Listing 1: Collect and Plot CPU Stats

#!/usr/bin/python
 
import time
 
try:
   import psutil
except ImportError:
   print "Cannot import psutil module - this is needed for this application.";
   print "Exiting..."
   sys.exit();
# end if
 
 
try:
   import matplotlib.pyplot as plt;   # Needed for plots
except:
   print "Cannot import matplotlib module - this is needed for this application.";
   print "Exiting..."
   sys.exit();
# end if
 
 
def column(matrix, i):
    return [row[i] for row in matrix]
# end def
 
 
# ===================
# Main Python section
# ===================
#
if __name__ == '__main__':
 
    # Main dictionary
    d = {};
 
    # define interval and add to dictionary
    interv = 0.5;
    d['interval'] = interv;
    
    # Number of cores:
    N = psutil.cpu_count();
    d['NCPUS'] = N;
    
    cpu_percent = [];
    epoch_list = [];
    for x in range(140):   # hard coded as an example
        cpu_percent_local = [];
        epoch_list.append(time.time());
        
        cpu_percent_local=psutil.cpu_percent(interval=interv,percpu=True);
        cpu_percent.append(cpu_percent_local);
    # end for
     
    # Normalize epoch to beginning
    epoch_list[:] = [x - epoch_list[0] for x in epoch_list];
    
    # Plots
    
    for i in range(N):
        A = column(cpu_percent, i);
        plt.plot(epoch_list, A);
    # end if
    plt.xlabel('Time (seconds)');
    plt.ylabel('CPU Percentage');
    plt.show();
# end if

Example

The point of the code is not to create another tool but to implement it when running example programs to illustrate how CPU utilization stats can be gathered. The programs used in this example are the NAS Parallel Benchmarks (NPB). Version 3.3.1 using OpenMP was used for the example. Only the FT test (discrete 3D fast Fourier transform, all-to-all communication) was run and the Class B “size” standard test (4x size increase going from one class to the next) was used on a laptop with 8GB of memory using two cores (OMP_NUM_THREADS=2).

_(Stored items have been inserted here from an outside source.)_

PR #926, opened 2024-03-13
Implement GemdQuery obejcts for table building

kroenlein:
# Citrine Python PR
https://citrine.atlassian.net/browse/PLA-13437

## Description 
This PR implements the GemdQuery object and affiliates it with TableConfig objects, as [documented](https://docs.corp.citrine.io/platform-backend/faraday/index.html#tag/GemTables/operation/upgradeTableConfig).  

@dleblanc @lbryan-citrine are to validate the implemented objects, as apparently not everything implemented on the backend is currently in use and the API docs are both incomplete and do not indicate the preferred object types.  If some objects should have been deprecated, we will eliminate them from the Python implementation to avoid a deprecation cycle.

### PR Type:


src/citrine/gemd_queries/filter.py
```diff
@@ -0,0 +1,223 @@
...
+from citrine._serialization.polymorphic_serializable import PolymorphicSerializable
+from citrine._serialization import properties
+
+__all__ = ['PropertyFilterType',
+           'RealFilter', 'IntegerFilter',
+           'MaterialClassification', 'TextSearchType',
+           ]
+
+
+class RealFilter(Serializable['RealFilter']):
```
dleblanc, line 16: Like I mentioned previously, I don't think this logic is working at present, and I'd be hesitant to expose it now.
I think the only filters we have that we know work today are the All* filters.

src/citrine/gemd_queries/gemd_query.py
```diff
@@ -0,0 +1,64 @@
...
+from citrine._serialization.serializable import Serializable
+from citrine._serialization import properties
+from citrine.gemd_queries.criteria import Criteria
+
+
+class GemdObjectType(BaseEnumeration):
+    """The style of text search to run."""
+
+    # An old defect has some old GemdQuery values stored with invalid enums
+    # The synonyms will allow invalid old values to be read, but not emitted
```
dleblanc, line 13: Nice ... what a hassle that situation is.

tests/gemd_query/test_gemd_query.py
```diff
@@ -0,0 +1,45 @@
...
+
+from citrine.gemd_queries.criteria import PropertiesCriteria
+from citrine.gemd_queries.filter import AllRealFilter
+from citrine.gemd_queries.gemd_query import GemdQuery
+
+from tests.utils.factories import GemdQueryDataFactory
+
+
+def test_gemd_query_version():
+    valid = GemdQueryDataFactory()
```
dleblanc, line 12: This uses the faker stuff below to make arbitrary GemdQueries?

dleblanc (approved):
This looks good to me.

In future I think we can look at using Tapir to generate the models we depend on (in Python). I don't have experience with it, but if it can give us useful models it could help cut down on the client generation time.

tests/gemd_query/test_gemd_query.py
kroenlein: It doesn't do complex configurations, but it does fuzz values, yes.  

I started down the path of what it would take to generate different length lists, random branching, but there was more custom there than I was comfortable with.  Particularly given the future auto-generated question.

dleblanc: I don't know what that would buy you at this level though?

kroenlein: If it were easy, it buys you what fuzzing always buys you.  Instead, I just had to make sure the tested data structure was comprehensive.

src/citrine/gemd_queries/filter.py
kroenlein: I've verified that at least the NominalRealFilter + RealFilter combo works, though the keys are all in camel case instead of snake case and if unit is the empty string, it erroneously gets dropped.  So buggy, but the results get filtered.

I'm comfortable not exposing it here if you have a high degree of confidence that there are no artifacts in the wild that use it.  Given the SDK's role in expert debugging, I don't want a table config fetch to result in a ValueError brick wall.

dleblanc: "no artifacts in the wild that use it" - well, there's no SDK users that use it, I know that!

My understanding is that the UI folks tried it, found issues, requested a simpler approach (the All* filters) and use that exclusively now.

I've asked Lynnae to craft a bug report to get them fixed (or remove them), exposing this currently I think would be a bad thing.

kroenlein: The risk of encountering objects being low and probably associated with Citrine team members, I'm going to not expose the filter classes that we are not planning on using moving forward.

dleblanc (approved):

Initial tests showed that the application finished in a bit less than 60 seconds. With an interval of 0.5 seconds between statistics, 140 function calls gathered the statistics (this is hard-coded in the example code).

To better visualize the CPU utilization statistics, a “pause” is used at the beginning so that CPU utilization is captured on a relatively quiet system. Also, the application finishes a little faster than 60 seconds, so the CPU utilization stats capture the system “quieting down” after the run.

One important thing to note is that the application was run on a system that was running X windows and a few other applications and daemons; therefore, the system was not completely quiet (i.e., 0% CPU utilization) when the application was not running.

Figure 2 is the plot of CPU utilization versus time in seconds (relative to the beginning of gathering the statistics).

Figure 2: CPU utilization while running NPB FT Class B with two cores.

This plot doesn’t have a legend, so it might be difficult to see the CPU utilization of all four cores. However, at the bottom of the plot are two lines representing CPU utilization of two of the four cores. For these two cores, CPU utilization while the NPB FT Class B application is running is quite low (<20%). However, for the other two cores, the CPU utilization quickly goes to 100% and stays there most of the time the statistics were gathered, although in this graph, it only looks like one line.

For this particular example, the application was not “pinned” to any cores, which means the processes were not tied to a specific core in the processor and were not moved by the kernel. If processes are not pinned to a core, it is possible for the kernel to move them between cores. In that case, the CPU utilization plots would show a specific core at a high percentage that then drops low, while the CPU utilization on a different core rises dramatically.

For this example, the kernel did not move any processes, most likely because two cores are available for running daemons or any other process that needs CPU cycles. If the application had been run with four threads, the plot would have been more chaotic because the kernel would have had to move or pause processes to accommodate daemons or other processes when they started.